You might also notice that the initial request sometimes takes a very long time—I’ve observed delays of up to 28 seconds. Again, this doesn’t happen consistently. Importantly, this time isn’t spent in the pre-processing phase, and it doesn’t block the user interface, so I believe it’s a separate issue. My guess is that it might be related to initializing the communication channel to the phone that's required to make the request—but that’s purely speculative at this point.

  • Sounds to me that the API does handle it - just not as fast as you'd like.

    I disagree—I wouldn't consider a multi-second block as "handling it." As FlowState pointed out, this only happens intermittently, so it's clearly not just a matter of processing time. There's something else going on here, though I can't say exactly what.

    The bottom line is that I believe the API could and should handle this better. Yes, workarounds exist, but they come with a cost. And really, why should every developer working with large JSON data have to reinvent the wheel when this could be addressed more effectively at the API level?

    There are better ways to manage long-running processing. Unfortunately, the Garmin API lacks support in this area. In both of my apps, I ended up writing a custom task queue to break down larger operations into smaller asynchronous tasks—leaving room in between to handle user input smoothly.

  • You are forgetting other factors such as what else the Garmin is doing at the time.

  • CIQ is single threaded so while you are doing the first part (handling the data), you can't do the second part (input).

    It actually sound to me that maybe the code handling the first part should trigger the watchdog.  This won't fix your issue.
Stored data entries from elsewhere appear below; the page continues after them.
PR #2781, opened 2024-07-31
[v5] adds new privacy link to Riverty

m1aw:
## Summary

This feature adds a new privacy link to RIverty disclaimer checkbox. 

Also in this PR we rework the way we build this string since it seems like there's different implementations for different components.

## Tested scenarios

**Fixed issue**:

    When the-ninth says "pre-processing (the received data)", he's referring to Garmin code which is apparently doing so, not his own code. Not sure if you got that, based on this: "while you are doing the first part (handling the data)" and this "maybe the code handling the first part should trigger the watchdog".
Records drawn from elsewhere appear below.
PR #2794, opened 2024-08-16
Analytics config data dropin

longyulongyu:
## Summary
- For card config data, do not use `JSON.stringify` for `billingAddressAllowedCountries`, `billingAddressRequiredFields`, `brands`
- Omit the field `billingAddressAllowedCountries` when empty
- Send dropin config data: `openFirstStoredPaymentMethod` and `showStoredPaymentMethods` 

## Tested scenarios
Added unit test

**Fixed issue**:  COWEB-1406

### DIFF
--- a/packages/lib/src/core/Analytics/analyticsPreProcessor.ts
+++ b/packages/lib/src/core/Analytics/analyticsPreProcessor.ts
@@ -37,7 +37,7 @@ export const analyticsPreProcessor = (analyticsModule: AnalyticsModule) => {
             // Called from BaseElement (when component mounted) or, from DropinComponent (after mounting, when it has finished resolving all the PM promises)
             // &/or, from DropinComponent when a PM is selected
             case ANALYTICS_RENDERED_STR: {
-                const { isStoredPaymentMethod, brand } = analyticsObj;
+                const { isStoredPaymentMethod, brand, configData: originalConfigData } = analyticsObj;
 
                 // Expected from Wallet PMs
                 const { isExpress, expressPage } = uiElementProps;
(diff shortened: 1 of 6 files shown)


packages/lib/src/core/Analytics/analyticsPreProcessor.ts
```diff
@@ -59,7 +59,8 @@ export const analyticsPreProcessor = (analyticsModule: AnalyticsModule) => {
                     ...(brand && { brand }),
                     ...(typeof isExpress === 'boolean' && { isExpress }),
                     ...(isExpress === true && hasExpressPage && { expressPage }), // We only care about the expressPage value if isExpress is true
-                    ...(configData && { configData })
+                    ...(configData && { configData }),
+                    ...(originalConfigData && { configData: originalConfigData })
```
sponglord, line 63: You should add a comment here to explain what "originalConfigData" represents i.e. config data extracted from the Dropin - since it is not clear form the code itself

packages/lib/src/core/Analytics/utils.ts
```diff
@@ -140,18 +140,17 @@ export const getCardConfigData = (cardProps: CardConfiguration): CardConfigData
     }
 
     // Probably just for development - in real life we wouldn't expect the number of supported brands to push the endpoint limit on 128 chars
-    let brandsStr = JSON.stringify(brands);
+    let brandsStr = brands.toString();
     if (brandsStr.length > 128) {
-        brandsStr = brandsStr.substring(0, 124) + '...]';
+        brandsStr = brandsStr.substring(0, 124);
```
sponglord, line 145: I added the `+ '...]'` so it was clear from looking at the string that it had been deliberately truncated and wasn't accidentally malformed

longyulongyu: Hmm ok i will check with other teams, i don't think they are aware of it, and it looks difficult for the data team to program on it, because they cannot just simply use `split(',')` to split the string and get the array.

packages/lib/src/core/Analytics/analyticsPreProcessor.ts
longyulongyu: Sure.

packages/lib/src/core/Analytics/utils.ts
sponglord: ok... It's not vital, and is probably an edge case in development (that the brands array could be so big) - if it's causing difficulty for the data team then keep your change

sponglord (approved):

    Unless you were suggesting that Garmin's own code should trigger its own watchdog? By that logic, Garmin should be rewriting its own code to avoid this situation.
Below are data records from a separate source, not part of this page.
PR #2800, opened 2024-08-19
fix stored card holder name

m1aw:
## Summary

Fixes `props.holderName` not being used in stored cards as `paymetMethod.holderName`. 

## Tested scenarios

**Fixed issue**:

### DIFF
--- a/packages/lib/src/components/Card/Card.test.tsx
+++ b/packages/lib/src/components/Card/Card.test.tsx
@@ -1,6 +1,6 @@
 import { h } from 'preact';
 import { CardElement } from './Card';
-import { render, screen } from '@testing-library/preact';
+import { render, screen, waitFor } from '@testing-library/preact';
 import CoreProvider from '../../core/Context/CoreProvider';
 import Language from '../../language';
 import { Resources } from '../../core/Context/Resources';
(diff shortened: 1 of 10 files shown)


packages/lib/src/components/Card/Card.test.tsx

    Sounds to me that the API does handle it - just not as fast as you'd like.  If the response blocks the UI for a few seconds there are things in your design to consider

    You may be missing the point that the problem with the long delay happens intermittently:

    "With these large responses, I’ve observed on my physical Epix 2 Pro that the pre-processing phase—the time between the response arriving and the onReceive callback being invoked—can occasionally take an unusually long time. While this phase typically lasts between 150ms and 300ms, I’ve seen it spike up to 10,000ms."

    Your point might be more valid if the long delay happened consistently, with every request.

  • Sounds to me that the API does handle it - just not as fast as you'd like.  If the response blocks the UI for a few seconds there are things in your design to consider - such as the amount of data (as I mentioned), or even the speed you are making the requests - If you do them too often it could be more noticeable - Try spacing them out more.

    Remember you are running on a fairly slow device (vs a pc/mac).  With CIQ only being single threaded it can only do one thing at a time.

  • The way to do that is make the first part more efficient.  Maybe add a proxy to reduce how much you process or to get the data split between multiple requests

    This issue isn’t about finding workarounds. If the API accepts large requests, it should be able to handle them reliably—full stop.